In 2009, 33,000 people were killed by cars nationwide.  Cohen asked the crowd to think about that for a second.  “Imagine you’re introducing a new transportation system,” Cohen said, “but there’s one catch: it will kill 33,000 people a year.”  Cohen hardly needed to point out that few Americans would think it was okay to build something from the ground up with such a high casualty rate, yet that’s where we stand with cars right now.

Cohen asked the room full of cyclists how many people knew someone who had been hospitalized as a result of being hit by a bike or who had been hospitalized themselves for the same reason.  Only two or three hands went up.  But when Cohen asked the same question, this time involving cars, almost every hand in the room went up.  Bikes may be seen as a menace, but even the most hostile, anti-bike crowd, if pressed, would have a difficult time moving that fear from perception to fact.  Anecdotes are powerful, of course, but are not statistics.  And the statistics do not back up the terrorizing fear that cyclists are said to impose on the city’s helpless elderly.

Last year, 65 155 pedestrians were killed by cars in New York City.  How many were killed by bikes?  Zero.  How many pedestrians were killed by bikes nationwide?  No one keeps track, Cohen noted, suggesting that the rate is “so trivial as to be noncontroversial.”  Cohen joked that one can find statistics for the number of Americans killed by falling out of bed, collapsing coffee tables or angry wasps, yet we don’t see movements to encourage people to sleep on the floor or keep their remote controls on the couch and we so far have not found a way to ban bees.  “Biking is safe,” Cohen said.  “We are less than a threat than bees or coffee tables.”

Being right and having the truth on one’s side is not always a surefire ticket to victory, Cohen said, but it doesn’t hurt.  The importance of Streetfilms, Cohen noted, is that Streetfilms presents the actual facts.  The Streetfilms crew goes out, camera in hand, and counters false perceptions by showing the positive effects things such as bike lanes, pedestrian plazas, and bus rapid transit has on the city.

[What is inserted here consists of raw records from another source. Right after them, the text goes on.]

Issue #4218, opened 2025-04-15
feat(p2p/shrex): Generalize and Unify the Shrex Protocol


walldiss:
### Summary

The current `shrex` protocol implementation in Celestia Node supports direct P2P downloads for specific data types like EDS and `NamespaceData`. However, each data type requires implementing its own client and server logic, which leads to duplicated effort, disparities in functionality, and increased likelihood of bugs.

This issue proposes generalizing and unifying the `shrex` protocol into a single flexible mechanism that can support all data types conforming to a well-defined interface. The result will be a streamlined and extensible P2P download protocol.

---

### 📌 Motivation

- **Eliminate Redundant Code**: Avoid having to write a new client/server for each data type.
- **Consistency**: Reduces implementation disparity and corresponding bugs.
- **Extensibility**: Simplifies support for new data types in the future.
- **Modularity**: Moves shared logic (peer discovery, scoring, retry) out of `shrex` to avoid tight coupling.

---

#### Client API

Introduce a generic client method:

```go
shrex.Get(id id, c container, peerID peer.ID) error
```

- `id`: identifies the data being requested (e.g., EDSID, NamespaceDataID, SampleID etc)
- `container`: the target for streamed data (e.g., an EDS container or Sample etc)
- `peerID`: target peer to fetch the data from

Under the hood, `Get()` will:
- Serialize the `id` and send it as a request
- Receive a stream of data into the `container`
- Abstract all data-specific logic behind interfaces

---

#### ID and Container Interfaces

These interfaces would allow shrex to be type-agnostic:

```go
type id interface {
	Name() string                      // Unique name for route registration in server constructor
	WriteTo(io.Writer) (int64, error)  // Encode request
	ReadFrom(io.Reader) (int64, error) // Decode on server
	Validate() error                   // Validation logic
	Reader(acc eds.AccessorStreamer) io.Reader // Stream from storage
}

type container interface {
	io.ReaderFrom // Target for incoming streamed data
}
```

`shwap.ID` and `shwap.Container` types will need minor adjustments to satisfy these interfaces.

---

#### Server Handler Registration

Servers should be able to register handler logic per `shwap` type:

```go
RegisterHandlers([]id)
```

- By default, a server supports all known `shwap` types.
- If a user specifies a subset, only matching endpoints will be active.
- Enables fine-grained control over protocol exposure.

---

### 🔧 Refactoring Plan

- [ ] Abstract current shrex clients and servers behind interfaces.
[...]

PR #4249, opened 2025-04-29
shwap!(shrex): unify shrex-nd and shrex-eds

vgonkivs:
This PR unifies shrex client and server to support all kinds of registered requests. The PR breaks the node's config, dividing shrex section into `Client` and `Server`. 

Closes https://github.com/celestiaorg/celestia-node/issues/4218

The PR brings multiple breaks node's metrics and config

Metrics:
* `shrex_eds_client_total_requests`/`shrex_nd_client_total_requests` were changed to `shrex_client_total_requests`;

I support Streetfilms wholeheartedly and encourage anyone who rides in New York to support them, too.  If you can, please make a donation to the organization so they can continue documenting the positive changes all over New York and the world.

6 Comments
  1. November 19, 2010 12:19 am

    Great post.
    And for the record, my wife and I first go for the Saturday crossword (despite having access to News From the Future) so that we can make ourselves feel smart (or stupid, depending on the week) over the morning coffee.

  2. November 19, 2010 10:22 am

    Thanks for pointing that out. It makes the point even better.

  3. November 19, 2010 4:55 pm

    Hey, again thanks for doing this! Alot of people were hoping we had taped it…this is the next best thing.

  4. November 19, 2010 8:03 pm

    You got it! I love what Streetfilms does. Keep it up!